Рассматривать их труды следует именно в сопоставлении друг с другом, поскольку наследие Кватроченто (допустим, наследие Микеланджело) было словно бы разъято надвое: Рубенс взял себе телесную, бренную часть – а Эль Греко объявил себя наследником духовного содержания, христианской идеи. Эль Греко заменил наполненные жизнью страсти пророков Микеланджело ворохом развевающихся духовных одежд, оставив мир плоти Рубенсу. Рубенс явил миру столько мощи, такое количество вздувшихся мышц и обнаженных прелестей, что отыскать среди этих холмов плоти интеллектуальное послание Ренессанса – затруднительно.
Синтез смыслов и пластических идей, который усердно ткал Ренессанс, тот собранный воедино синтез античности и христианства, который героическим усилием создал Микеланджело на потолке Сикстинской капеллы – этот эйдос оказался разъятым надвое. Синтеза в Европе уже не существовало.
Вояж Эль Греко сквозь европейские страны знаменовал завершение эстетики Ренессанса – и конец идеи объединения. Это произошло повсеместно: школа Фонтенбло во Франции (то есть Россо и Приматиччо); фламандец Рубенс – везде; Эль Греко в Толедо; Болонская академия – все они словно бы наследовали Возрождению, они утверждали, что возрождают Возрождение – и одновременно расчленяли единое тело, убивали саму идею синтеза.
Рубенс стал властителем дум Европы, наступило время Рубенса. В отличие от своей противоположности – Эль Греко, художника порой неумелого, закрашивающего монотонно, Рубенс – абсолютный виртуоз, он исключительный живописец, он великий мастер. Европейской культуры помимо него не существует, он как бы подменяет идею синтеза античности и христианства – идеей синтеза всего внутри собственного ремесла. То, что дается с трудом Микеланджело, что для Леонардо есть предмет размышлений – Рубенс выплескивает на холст в течение часа.

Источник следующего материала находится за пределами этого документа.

PR #2836, opened 2026-07-22
fix look command `offthread_repeat` math and mounted rotation

BehrRiley:
## Summary
This update resolves two distinct issues with the look command:

## Problem
- The `offthread_repeat` argument applied the total relative yaw and pitch repeatedly instead of splitting them into fractional step increments
- Paper pull request https://github.com/PaperMC/Paper/pull/13181 deprecated `RETAIN_VEHICLE` and tightened teleport and rotation restrictions, causing mounted entities and players to fail look updates

## Solution
- fixed the sub-tick step calculation so that `offthread_repeat` splits the relative yaw and pitch into fractional step increments instead of repeatedly applying the total distance
- resolved client-side packet drops and Paper vehicle restrictions by temporarily unmounting entities during rotation updates and remounting them properly

## Testing, References:
- working build: [Denizen-1.91.0-SNAPSHOT.jar](http://panel.behr.dev/builds/Denizen-1.91.0-SNAPSHOT.jar)
- fixed debug log: https://paste.denizenscript.com/View/141021
- [demonstration clip](https://cdn.discordapp.com/attachments/1440243723303915600/1529417897699704873/20260722-0919-19.4475242.mp4?ex=6a61dcea&is=6a608b6a&hm=5729f3ee20e103f886e493ac2143c10d389acbb513fb2ced99ad76c5f15addef)
- [relevant thread](https://discord.com/channels/315163488085475337/1440243723303915600)

### DIFF
--- a/plugin/src/main/java/com/denizenscript/denizen/scripts/commands/entity/LookCommand.java
+++ b/plugin/src/main/java/com/denizenscript/denizen/scripts/commands/entity/LookCommand.java
@@ -127,87 +127,87 @@ public class LookCommand extends AbstractCommand {
         final float yawRaw = yaw == null ? 0 : yaw.asFloat();
         final float pitchRaw = pitch == null ? 0 : pitch.asFloat();
         for (EntityTag entity : entities) {
-            if (entity.isSpawned()) {
-                Entity bukkitEntity = entity.getBukkitEntity();
-                Entity vehicle = bukkitEntity.getVehicle();
+            if (!entity.isSpawned()) {
+                continue;
+            }
+            Entity bukkitEntity = entity.getBukkitEntity();
+            Entity vehicle = bukkitEntity.getVehicle();
+
+            if (vehicle != null) {
+                bukkitEntity.leaveVehicle();
+            }
+
+            if (loc != null) {
+                NMSHandler.entityHelper.faceLocation(bukkitEntity, loc);
+            }
+            else if (entity.isPlayer()) {
+                Location playerTeleDest = entity.getLocation().clone();
+                float relYaw = (yawRaw - playerTeleDest.getYaw()) % 360;
+                if (relYaw > 180) {
+                    relYaw -= 360;
+                }
+                float relPitch = pitchRaw - playerTeleDest.getPitch();
+                playerTeleDest.setYaw(yawRaw);
+                playerTeleDest.setPitch(pitchRaw);
+                Player player = entity.getPlayer();
 
                 if (vehicle != null) {
-                    bukkitEntity.leaveVehicle();
+                    PaperAPITools.instance.teleport(player, playerTeleDest, PlayerTeleportEvent.TeleportCause.PLUGIN, null, Arrays.asList(TeleportCommand.Relative.values()));
                 }
+                else {
+                    final int times = offthreadRepeats != null ? offthreadRepeats.asInt() : 0;
+                    final float stepYaw = times > 0 ? relYaw / (times + 1) : relYaw;
+                    final float stepPitch = times > 0 ? relPitch / (times + 1) : relPitch;
 
-                if (loc != null) {
-                    NMSHandler.entityHelper.faceLocation(bukkitEntity, loc);
-                }
-                else if (entity.isPlayer()) {
-                    Location playerTeleDest = entity.getLocation().clone();
-                    float relYaw = (yawRaw - playerTeleDest.getYaw()) % 360;
-                    if (relYaw > 180) {
-                        relYaw -= 360;
-                    }
-                    final float actualRelYaw = relYaw;
-                    float relPitch = pitchRaw - playerTeleDest.getPitch();
-                    playerTeleDest.setYaw(yawRaw);
-                    playerTeleDest.setPitch(pitchRaw);
-                    Player player = entity.getPlayer();
-
-                    if (vehicle != null) {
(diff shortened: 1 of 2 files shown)


plugin/src/main/java/com/denizenscript/denizen/scripts/commands/entity/LookCommand.java
```diff
@@ -125,10 +125,16 @@ public static void autoExecute(ScriptEntry scriptEntry,
         final float pitchRaw = pitch == null ? 0 : pitch.asFloat();
         for (EntityTag entity : entities) {
             if (entity.isSpawned()) {
-                if (loc != null) {
-                    NMSHandler.entityHelper.faceLocation(entity.getBukkitEntity(), loc);
+                org.bukkit.entity.Entity bukkitEntity = entity.getBukkitEntity();
```
MC-Samuel: Can clean up FQN for these.

plugin/src/main/java/com/denizenscript/denizen/scripts/commands/entity/LookCommand.java
```diff
@@ -125,10 +125,16 @@ public static void autoExecute(ScriptEntry scriptEntry,
...
+                org.bukkit.entity.Entity vehicle = bukkitEntity.getVehicle();
+
+                if (vehicle != null) {
+                    bukkitEntity.leaveVehicle();
                 }
-                else {
+
+                if (loc != null) {
+                    NMSHandler.entityHelper.faceLocation(bukkitEntity, loc);
+                } else {
```
MC-Samuel: Newline after each }.

MC-Samuel: Can make this `else if (entity.isPlayer)) {` and shift the below sections over.

plugin/src/main/java/com/denizenscript/denizen/scripts/commands/entity/LookCommand.java
```diff
@@ -125,37 +128,52 @@ public static void autoExecute(ScriptEntry scriptEntry,
         final float pitchRaw = pitch == null ? 0 : pitch.asFloat();
         for (EntityTag entity : entities) {
             if (entity.isSpawned()) {
+                Entity bukkitEntity = entity.getBukkitEntity();
+                Entity vehicle = bukkitEntity.getVehicle();
+
```
mcmonkey4eva, line 135: (minor format) bunch of stray newlines in here

BehrRiley:
this now also resolves [(skullfurious) Smooth teleport doesn't seem to work properly.](https://discord.com/channels/315163488085475337/1468507273784721508)

plugin/src/main/java/com/denizenscript/denizen/scripts/commands/entity/LookCommand.java
```diff
@@ -125,37 +128,52 @@ public static void autoExecute(ScriptEntry scriptEntry,
         final float pitchRaw = pitch == null ? 0 : pitch.asFloat();
         for (EntityTag entity : entities) {
             if (entity.isSpawned()) {
```
MC-Samuel: Early `continue` would look better rather than nesting.

plugin/src/main/java/com/denizenscript/denizen/scripts/commands/entity/LookCommand.java
```diff
@@ -125,37 +128,52 @@ public static void autoExecute(ScriptEntry scriptEntry,
...
+                    playerTeleDest.setPitch(pitchRaw);
+                    Player player = entity.getPlayer();
+
+                    if (vehicle != null) {
+                        PaperAPITools.instance.teleport(player, playerTeleDest, PlayerTeleportEvent.TeleportCause.PLUGIN, null, Arrays.asList(TeleportCommand.Relative.values()));
+                    }
+                    else {
+                        final int times = offthreadRepeats != null ? offthreadRepeats.asInt() : 0;
+                        final float stepYaw = times > 0 ? actualRelYaw / (times + 1) : actualRelYaw;
+                        final float stepPitch = times > 0 ? relPitch / (times + 1) : relPitch;
```
MC-Samuel: Is there a specific reason these all have to be `final`?

BehrRiley: i carried the `final` through while refactoring, so not technically; i'll remove it with something like this:

```suggestion
-                        final int times = offthreadRepeats != null ? offthreadRepeats.asInt() : 0;
-                        final float stepYaw = times > 0 ? actualRelYaw / (times + 1) : actualRelYaw;
-                        final float stepPitch = times > 0 ? relPitch / (times + 1) : relPitch;
+                        int times = offthreadRepeats != null ? offthreadRepeats.asInt() : 0;
+                        float stepYaw = times > 0 ? actualRelYaw / (times + 1) : actualRelYaw;
+                        float stepPitch = times > 0 ? relPitch / (times + 1) : relPitch;
```

mcmonkey4eva: Yes, it feeds into the runAsync below, which Java requires be a final variable to do that (iirc modern java lets you omit the 'final' keyword but requires it be final-in-practice still, so good to mark explicitly anyway).

davight:
Tested, LGTM

tal5 (approved):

Собственно, этой же завидной легкостью обладает и Эль Греко; ни он – ни, тем паче, Рубенс нимало не трагичны. На картинах великого фламандца вырывают язык, колесуют, рубят головы – но ни боли, ни даже сочувствия зритель не ощущает; так и в летящих композициях Эль Греко – мы, зрители, видим, что произошло великое, мирового значение событие, оно потрясло основы мироздания – но это безопасное потрясение.
Лишь в последних полотнах – «Снятие пятой печати», «Лаокоон», «Троица» – Эль Греко неожиданно делается трагичен; впрочем, это не вполне трагедия, но прорывающееся сквозь слова молитвы отчаяние. Взгляд одинокого старика с автопортрета из собрания Метрополитен – исполнен отчаяния. Это не сопротивление Рембрандта, рассмеявшегося в последнем автопортрете перед лицом смерти, это именно отчаяние перед пустотой – глухой и полной. Возможно, отчаяние связано с тем, что вере (а мы должны считать, что то была страстная, подлинная вера, иначе трудно объяснить этот долгий бег за церковью) не за что зацепиться, вера с трудом удерживается на пустой, развевающейся материи, никак не удается укрепиться в этом мире – газообразное состояние эльгрековских облаков и вихри одежд не оставляют такой возможности. Разумеется, это суждение основано на пластических особенностях картин Эль Греко – но на чем иначе строить суждение о художнике?